Cualquier hombre se hubiera dejado seducir de nuevo. A la luz del día era todavía más bella, más seductora, más peligrosa. Manuel, sorprendido, sonrió sin saber qué debía responder. Ella continuó con una serenidad asombrosa:
–Estás pensando que no te apetece subir hasta Leh, esa horrible ciudadela medieval, tan inhóspita, tan fría. Estás pensando que la Puerta de Mulbek no te va a dejar pasar más allá de tus teorías, y hasta puede que te las derrumbe de nuevo. Por eso estás pensando que lo que necesitas es una mujer como yo. Pero también te voy a decir que esa mujer que buscas son dos mujeres, y ninguna de ellas soy yo -sentenció, en un tono que había pasado de lo misterioso a lo inquietante-Una de las dos mujeres está muerta, murió hace cinco años. La otra la encontrarás allá donde te diriges.

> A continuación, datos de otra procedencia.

PR #5978, opened 2026-01-09
chore: bump `@opensystemslab/map` to improve sorting of `address-autocomplete` options

jessicamcinchak:
See https://opensystemslab.slack.com/archives/C04DZ1NBUMR/p1767821240370329

Regression tests passed against this branch :white_check_mark: https://github.com/theopensystemslab/planx-new/actions/runs/20854511977


DafyddLlyr (approved):
Could you also please bump the version used in `apps/localplanning.services/package.json` so that we can resolve https://github.com/theopensystemslab/planx-new/security/dependabot/370 ?

PR #7127, opened 2026-08-04
chore: disable Question and Checklist pseudo-notes ahead of migration

jessicamcinchak:
We're preparing to migrate the existing pseudo-notes _nodes_ to new `flow_notes` structure.

In order to not have a moving target while migrating, I'm proposing we disable adding _new_ pseudo-note nodes but still ensure existing ones are visible and navigate correctly in the interim. We'll move forward with full deprecation once migrated.

Please note this does not prevent nodes or flows with pseudo-notes from being cloned, copied, templated, nested in the meantime. It's imperfect !

Applies to each Question, Checklist, Responsive Question, Responsive Checklist.

(This PR is actually independent to internal notes property one, just "stacking" to get a feel for it!)

Screenshot from 2026-08-04 12-04-52


apps/editor.planx.uk/src/@planx/components/Checklist/Editor.tsx
```diff
@@ -42,6 +43,13 @@ export const ChecklistEditor: React.FC<Props> = (props) => {
           );
         }
       },
+      validate: ({ options, ...values }) => {
+        const errors: FormikErrors<FormikValues> = {};
+        if (values.text && (!options || !options.length)) {
+          errors.text =
+            "Checklists can no longer be used as notes and must have at least one option";
+        }
+      },
```
jessicamcinchak, line 52: Validation error is easy solution which is hit _both_:
- When trying to create new node
- When trying to update existing pseudo-note node text

Will be able to fully revert once types are updated in the future though to prevent `!options.length` !

e2e/tests/ui-driven/src/templates.spec.ts
```diff
@@ -151,6 +152,7 @@ test.describe("Templates", () => {
         ComponentType.Question,
         OPTIONAL_NODE_TITLE,
         { instructions: OPTIONAL_NODE_INSTRUCTIONS, required: false },
+        ["Yes", "No"],
```
jessicamcinchak, line 155: This change has highlighted that our mock e2e source template was a bit buggy! We were creating/testing pseudo-notes, when we should create true questions _with options_.

apps/editor.planx.uk/src/@planx/components/shared/BaseQuestion/Editor/index.tsx
```diff
@@ -63,9 +63,6 @@ const BaseQuestionComponent: React.FC<Props> = (props) => {
 
   const isTemplate = useStore.getState().isTemplate;
 
-  const title =
-    type === ComponentType.Question ? "Question" : "Responsive question";
```
DafyddLlyr, line 67: Nice tidy up!

DafyddLlyr (approved):
Great!

PR #7131, opened 2026-08-05
chore: sync `flow_notes_*` from prod to other envs

jessicamcinchak:
Flow data is synced (fully truncated + replaced on other envs) so corresponding notes need to be too.

We want the data sync in place _before_ we migrate! For migrating `internal_notes` specifically, I'd like to start from an empty `flow_notes_*` so that we don't need to account for "crashes" between migrating content and "test notes" attached to existing nodes.

I've run the following direct on prod to enable sync: 
```sql
GRANT SELECT ON "public"."flow_note_content" TO github_actions;
GRANT SELECT ON "public"."flow_note_positions" TO github_actions;
```


scripts/seed-database/write/flow_note_content.sql
```diff
@@ -0,0 +1,25 @@
+-- insert flow_note_content overwriting conflicts
+CREATE TEMPORARY TABLE sync_flow_note_content (
+  id uuid,
+  text text,
+  color text,
```
jessicamcinchak, line 5: Is `color` actually used in final designs (eg no in-modal picker), can this column be dropped in a future Hasura migration and simply default to sticky note yellow in UI instead?

scripts/seed-database/write/flow_note_positions.sql
```diff
@@ -0,0 +1,27 @@
+-- insert flow_note_positions overwriting conflicts
+CREATE TEMPORARY TABLE sync_flow_note_positions (
+  id uuid,
+  note_id uuid,
+  flow_id uuid,
+  node_id text,
+  placement jsonb,
+  created_by integer,
+  created_at timestamptz,
+  updated_at timestamptz
```
jessicamcinchak, line 10: Also had another question about this schema while hooking up sync: 
- For `_content` we track who/when created and who/when updated
- But for `_positions` we only track who/when created and _when_ updated - but _any_ user with editing positions to this flow can move an existing note, should we also be tracking `updated_by` ? Is this important?
  - When we think about displaying who "last edited" a note, should that mean updating content, updating position, or both/either? (For nodes, it's both/either)

scripts/seed-database/write/flow_note_content.sql
joecarver: Ah yeah I think we can drop this - it's not used in any of the UI or expected in components or anything, so it can go.

scripts/seed-database/write/flow_note_positions.sql
joecarver: Ah good spot! Yes I think we should be tracking `updated_by` for positions as well, and agreed on "last edited" being both/either as consistent with nodes.

joecarver (approved):
Looks good thanks for adding this! Just need to remember to update these when we make schema changes for dropping colour / adding `updated_by`

scripts/seed-database/write/flow_note_content.sql
jessicamcinchak: Picked this up here https://github.com/theopensystemslab/planx-new/pull/7172

Don't want to keep introducing new changes (`copy_flow` psql function, migration scripts) while unused column is still lingering.

PR #7134, opened 2026-08-06
fix(a11y): Add href to SkipLink, fix references

ianjon3s:
## Issue

Relates to:
p.24 - DAC_Name_Role_Value_01 - https://trello.com/c/q26P6L7s/3717-a-name-role-value-01

> JavaScript event handlers have been attached to <a> elements without a href to emulate
links. Assistive technology may not be able to recognise these components as links in order
to present this purpose to users as a href is usually required for the link role to be
recognised.

## Solution

I believe the JavaScript handler was introduced due to a previously flagged (by DAC) bug that meant using a href link caused the page to refresh, and thus return focus to the top of the page. This appears to no longer be an issue, so we can return to using a regular href link.

- Remove JavaScript in favour of vanilla href link
- Contain skip to content text in `contentWrap`, simplify styling
- Add missing `#main-content` ids to `StatusPage` and `TestWarningPage`

### Testing
https://7134.planx.pizza/buckinghamshire/get-ecology-advice/preview

### DIFF
--- a/apps/editor.planx.uk/src/pages/Preview/StatusPage.tsx
+++ b/apps/editor.planx.uk/src/pages/Preview/StatusPage.tsx
@@ -33,7 +33,12 @@ const StatusPage: React.FC<PropsWithChildren<Props>> = ({
   const resetPreview = useStore().resetPreview;
 
   return (
-    <>
+    <Box
+      component="main"
+      id="main-content"
+      tabIndex={-1}
+      sx={{ width: "100%" }}
+    >
       <Box sx={{ width: "100%" }}>
         <Banner
           heading={bannerHeading}
@@ -84,7 +89,7 @@ const StatusPage: React.FC<PropsWithChildren<Props>> = ({
           </>
         )}
       </Card>
-    </>
+    </Box>
   );
 };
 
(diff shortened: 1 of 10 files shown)


apps/editor.planx.uk/src/pages/Preview/StatusPage.tsx
```diff
@@ -33,7 +33,12 @@ const StatusPage: React.FC<PropsWithChildren<Props>> = ({
   const resetPreview = useStore().resetPreview;
 
   return (
-    <>
+    <Box
+      component="main"
+      id="main-content"
+      tabIndex={-1}
+      sx={{ width: "100%" }}
+    >
```
DafyddLlyr: We already have a `<Main/>` element for this (which should be wrapping already.

It's possible we missed this during the Tanstack Router migration if it's no longer here.

Can we please - 
 - Implement the shared `<Main`/>
 - Cross-check it's not missing elsewhere

DafyddLlyr (changes requested):
One small question about using `<Main/>`..!

apps/editor.planx.uk/src/pages/Preview/StatusPage.tsx
ianjon3s: Thanks for catching this @DafyddLlyr , took me a while to untangle the various routes, but things were a lot more complex than needed. The named `<MainContainer>` in `PublicRoute` was using a regular box/div, meaning `<main>` references were being added downstream. Correcting this in `PublicRoute` (using the existing `Main.tsx` component) means we can remove all repetition.

DafyddLlyr (approved):
Great - thanks!

PR #7138, opened 2026-08-07
feat(editor): Dummy UI for Stripe onboarding workflow

DafyddLlyr:
## What does this PR do?
Adds rough dummy UI for Stripe onboarding workflow - user clicks button, async action takes place (realistically a redirect for SSO login w/ Stripe Connect?), and then account status is shown. I've also dropped the `<Status/>` placeholder - I think we can incorporate this into a single section.

https://github.com/user-attachments/assets/bee53cc3-2fc3-4332-a379-60487f854446


ianjon3s (approved):
Really smart, would be great to show a teaser demo of this in a future show & tell (if we're confident the interaction will be this smooth)

PR #7151, opened 2026-08-10
refactor: Perform 'copy flow' operation in a transaction

joecarver:
Following on from [this discussion](https://github.com/theopensystemslab/planx-new/pull/7082#discussion_r3702299529), this PR changes the copy flow behaviour to run in an single SQL transaction, instead of a series of independent mutations.

Added/updated a number of tests for this:
- `api/copyFlow.test.ts` - this now just needs to test routing and auth as the logic for copying has moved
- `hasura/copy_flow.test.js` - this tests what goes in and out of hasura itself, inserting seed data using hasura, and invoking `copy_flow` mutation which executes the SQL
- `hasura/copy_flow.test.sql` - this tests that the sql transaction rolls back appropriately when given invalid notes - we can't do this via hasura tests because hasura validates the inputs itself
- e2e tests - full pipeline tests


apps/api.planx.uk/modules/flows/copyFlow/service.ts
```diff
@@ -18,24 +23,38 @@ const copyFlow = async ({
...
+          is_service: flow.isService,
+          is_pattern: flow.isPattern,
+          replace_value: replaceValue,
+          creator_id: Number(userId),
+        },
+      },
+    );
+
+    // Publish immediately, same as createFlow() does for every newly-created flow
+    await publishFlow(insertedFlow.id, "Created flow");
```
jessicamcinchak: nit: now that this is a unique function and not sharing `createFlow`, can we update this message to be "Created flow from copy" for better clarity in editor "History"?

jessicamcinchak (changes requested):
Took a quick first pass through this pizza and unable to copy any flows (with _and_ without notes)‼️ 

`copy-flow` endpoint is returning a 500 with error: 
```
{
    "error": "Failed to copy flow. Error: Error: field 'copy_flow' not found in type: 'mutation_root' ... "
}
```

You've added/updated many tests here which are all _passing_, so does this "real" UI failure point to a gap in coverage or insufficient mock? Can we add Hasura introspection tests _for pg functions_ the same way we do for tables?

I've added notes here in case useful for testing / I'll re-review once a fix pushed ! https://7151.planx.pizza/app/barnet/pre-application-planning-advice

joecarver:
> Took a quick first pass through this pizza and unable to copy any flows (with _and_ without notes)‼️

This was due to the `public` schema not being specified with the new function name so hasura couldn't find it, was fixed in https://github.com/theopensystemslab/planx-new/pull/7151/commits/b25e2b8328eb43afa3887661169774558a250b3e but the Pizza upsert does not re-apply database migrations I guess. So I'm re-building the pizza from scratch, will let you know when ready!

apps/api.planx.uk/modules/flows/copyFlow/service.ts
joecarver: https://github.com/theopensystemslab/planx-new/pull/7151/commits/6cf467a3a8179c6c722e4942a75b7ec70bfc4d61

joecarver:
@jessicamcinchak Pizza is freshly baked and tested - seems to be working for me now. Also updated the summary text as requested.

jessicamcinchak (approved):
All working for me here now, thanks for updating pizza and explaining failure point / lots of test coverage is re-assuring here !

PR #7153, opened 2026-08-10
chore: run `reconcile payments` CRON every 3 hours, not every 30 minutes

jessicamcinchak:
This felt quite noisy yesterday ! Every 3 hours should let us ID proactively - see https://opensystemslab.slack.com/archives/C04EEBR1E0P/p1786318900791539

Skipping pizza as this only runs on prod anyways!

### DIFF
--- a/apps/hasura.planx.uk/metadata/cron_triggers.yaml
+++ b/apps/hasura.planx.uk/metadata/cron_triggers.yaml
@@ -18,7 +18,7 @@
   comment: 'Checks for any failed submissions and logs them to #planx-notifications-internal to investigate further'
 - name: reconcile_payments
   webhook: '{{HASURA_PLANX_API_URL}}/webhooks/hasura/reconcile-payments'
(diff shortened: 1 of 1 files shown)


apps/hasura.planx.uk/metadata/cron_triggers.yaml
```diff
@@ -18,7 +18,7 @@
   comment: 'Checks for any failed submissions and logs them to #planx-notifications-internal to investigate further'
 - name: reconcile_payments
   webhook: '{{HASURA_PLANX_API_URL}}/webhooks/hasura/reconcile-payments'
-  schedule: '*/30 * * * *'
+  schedule: 0 */3 * * *
```
jessicamcinchak, line 21: I was unsure about the dropped `'` here, but based on L30 below looks like should be fine un-quoted !

joecarver (approved):

PR #7157, opened 2026-08-10
feat: make notes searchable

joecarver:
Adds notes as a separate result list for search tab, using just the text for the search facet. Also tests.

### DIFF
--- a/apps/editor.planx.uk/src/pages/FlowEditor/components/Sidebar/Search/facets.ts
+++ b/apps/editor.planx.uk/src/pages/FlowEditor/components/Sidebar/Search/facets.ts
@@ -1,6 +1,7 @@
 import type { IndexedNode } from "@opensystemslab/planx-core/types";
 import { flatFlags } from "@opensystemslab/planx-core/types";
 import type { FuseOptionKey, FuseOptionKeyObject } from "fuse.js";
+import type { FlowNote } from "hooks/data/useFlowNotes";
 import { get } from "lodash";
 
 export type SearchFacets = Array<FuseOptionKey<IndexedNode>>;
@@ -172,3 +173,6 @@ export const ALL_FACETS: SearchFacets = [
   ...feedback,
   ...DATA_FACETS,
 ];
+
+/** Notes aren't flow nodes - they're a separate `FlowNote` shape with a single searchable field */
+export const NOTE_FACETS: Array<FuseOptionKey<FlowNote>> = ["text"];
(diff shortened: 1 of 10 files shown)


apps/editor.planx.uk/src/pages/FlowEditor/components/Sidebar/Search/facets.ts
```diff
@@ -172,3 +173,6 @@ export const ALL_FACETS: SearchFacets = [
   ...feedback,
   ...DATA_FACETS,
 ];
+
+/** Notes aren't flow nodes - they're a separate `FlowNote` shape with a single searchable field */
+export const NOTE_FACETS: Array<FuseOptionKey<FlowNote>> = ["text"];
```
jessicamcinchak, line 178: 👍

apps/editor.planx.uk/src/pages/FlowEditor/components/Sidebar/Search/index.tsx
```diff
@@ -78,20 +75,45 @@ const Search: React.FC = () => {
...
+  const { results: noteResults, search: searchNotes } = useSearch({
+    list: noteSearchList,
+    keys: NOTE_FACETS,
+  });
+
+  const results = useMemo<SearchableResult[]>(
+    () => [...nodeResults, ...noteResults],
+    [nodeResults, noteResults],
+  );
+
```
jessicamcinchak, line 106: I think there's one key bit of unexpected behavior about this current `merge` logic: "Notes" are always last in the list of results, even if the "best" match ! 

Eg search for the word "attached" here: https://7157.planx.pizza/app/lambeth/request-copies-of-enforcement-notices-and-register (I get 9 results, many "fuzzy" matched nodes and a direct match on a note; but the note is the bottom of the list and I have to scroll to see it). 

Is it possible to merge in a way that preserves the _quality_ of each match, rather than Note matches always "last" like now?

jessicamcinchak (commented):
Thanks for this, appreciate test coverage 🌟 

One key question/comment about result ordering below, otherwise all working as expected !

apps/editor.planx.uk/src/pages/FlowEditor/components/Sidebar/Search/index.tsx
joecarver: https://github.com/theopensystemslab/planx-new/pull/7157/commits/72231ea702151a0fbb87a77d845c1c27f136e48c - seems to do a good job of it by just using the score that Fuse returns!

jessicamcinchak (approved):
Including `score` is perfect solution here, order of results feels much more accurate and natural now - thanks !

Manuel, aterrado, se limitó a mojar sus labios en la copa. Luego preguntó sin perder la flema, sólo levemente insolente:
–Vale, me olvidé de pagarte y hablé demasiado anoche. Dime cuánto es y deja el teatro para el siguiente incauto.
La chica no se alteró:
–No, anoche tú no me contaste nada y sabes muy bien que me pagaste, pero no sabes quién soy.
Sé que estás aquí por el Libro de Cristal, todo el mundo lo sabe, eres un gran arqueólogo europeo y te han llamado para descifrarlo. Todos esperan que hagas hablar a ese Libro, que saques de él un descubrimiento prodigioso. Pero tú mismo no crees en ti, ni confías en tus intuiciones: temes haber perdido el arte de hacer hablar a los muertos. Dime si es verdad o si miento… Vamos, dímelo.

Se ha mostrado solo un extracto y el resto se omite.